I’m considering adding PDL to the Glop distribution, since numerical lattices are ubiquitous in games. I won’t if I don’t end up using it from the core, but I won’t hesitate to add it if I do want it in the core. Well, maybe I will. If it turns out that it’s easy to do something both in pure Perl and from PDL, I might provide a scan for PDL and use the pure Perl implementation if it’s not available.

1For the interested, the equation for zero-energy propagation on a one dimensional lattice is:

iħ ∂<x|ψ>/∂t = A <x|ψ> – 1/2 A <x-1|ψ> – 1/2 A <x+1|ψ>

Where <x|ψ> is the amplitude that the particle is at position x, ħ can be treated as an arbitrary constant when you’re doing a computational simulation, A is an arbitrary constant, and i is, of course, the square-root of -1. If you’re doing a multidimensional lattice, just add more of the negative terms, and change the 1/2 to 1/(the number of connected crystals).This is just a special case of a Hamiltonian integration. If you want to learn Quantum Mechanics, you must read Volume 3 of Feynman’s Lectures on Physics.
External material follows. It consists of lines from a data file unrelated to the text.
PR #4499, opened 2025-05-26
Custom event metadata - part 2

awelzel:
* Attempt to remove `ts` from cluster APIs
* Add generic metadata support to the broker serializer in the cluster subsystem
* Update Backend and broker/Manager to process all metadata, not just timestamps
* Change some behavior for missing remote network timestamp metadata
  * Keep it unset by default, but allow the old behavior of automatically using local network time
* Adds a plugin+cluster test that demonstrates using HookPublishEvent to attach metadata to events depending on the topic these events are published to.

The individual commits hopefully make sense.


src/Event.cc
```diff
@@ -165,12 +166,19 @@ void EventMgr::Enqueue(const EventHandlerPtr& h, Args vl, util::detail::SourceID
...
+    // If this is a local event and EventMetadata::add_network_timestamp is
+    // enabled, automatically set the network timestamp for this event to the
+    // current network time when it is < 0 (default of deprecated_ts is -1.0).
+    //
+    // See the other Enqueue() implementation for the local vs broker/remote
+    // motivation of want_network_timestamp.
+    bool want_network_timestamp =
+        BifConst::EventMetadata::add_network_timestamp &&
+        ((src == util::detail::SOURCE_LOCAL) ||
+         (src == util::detail::SOURCE_BROKER && BifConst::EventMetadata::add_missing_remote_network_timestamp));
```
bbannier, line 179: Was this supposed to be this? Also, the comment seems outdated.

```suggestion
    bool want_network_timestamp =
        (src == util::detail::SOURCE_LOCAL && BifConst::EventMetadata::add_network_timestamp) ||
        (src == util::detail::SOURCE_BROKER && BifConst::EventMetadata::add_missing_remote_network_timestamp);
```

src/Event.cc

It’s the absolute best.

2Adaptive Conjoint Analysis is a method that uses linear algebra to balance trade-offs between preferences. It’s a good way to figure out what consumers actually want, rather than what they think they want.


I’ve released the first segment of Glop to the CPAN, and it’s called Class::Closure. It’s not directly related to games, but it is in a yak-shaving sort of way. Perl’s class syntax sucks, most Perl programmers agree on that. Both creating a basic class and referring to its members is a pain. So I wrote Class::Closure, which fixes that without using a source filter (if you want it with an ugly source filter, see my Perl6::Classes).

But another thing that games require more than anything else is speed. So I did some benchmarks on Class::Closure, and found that its dispatch was about 4 times slower than the generic object model. Acceptable, but not optimal. I did a few caching tests, and one of them proved promising. If I cached the methods in the class’s symbol table, it turned out to be faster than the traditional object model. So I switched over the whole module to create a new symbol table for each object instead of storing it in a hash, and it’s about twice as fast as the traditional model. As an added bonus, it cleaned up the inheritance scheme somewhat.

Auf Wiedersehen, C(?:\+\+)?

I just got SDL_perl working. And you know what that means… C++: so long and good riddance. I shall now be doing my graphical programming in Perl.

I will, of course, still need to tolerate that vile language until the completion of Glop. After that, it will be used as a kind of “assembly”, which I’ll use to streamline the computationally intensive portions of my games when they start suffering, and for that purpose I don’t mind it one bit.

SDL_perl was a pain in the ass to get working on both Mac and Windows. For Mac, I ended up getting the full blown SDL+Perl framework distribution, which still didn’t compile. I had to fish through the source and change all occurances of #include <sdl.h> to #include <SDL/sdl.h>, and likewise with OpenGL. A semi-pain.

On Windows, I learned how to use ppm which comes with the ActiveState distro (my, how that works better than perl -MCPAN -eshell), and then hunted for a working SDL_Perl and OpenGL ppm. Worse yet, SDL::OpenGL doesn’t seem to work; I have to use the older and dirtier OpenGL.pm. And even worse, it doesn’t even break, it just decides not to export (or contain for that matter) any functions. What a pain.

One of Glop’s goals is to make it dead simple to install. I now see how ambitious a goal that is.

Oh, yes, and I’d love to have provided links to all these things, since they were kind of hard to find, but Comcrap’s DNS seems to be broken for the moment. I’ll scan through and fill them in when it comes back.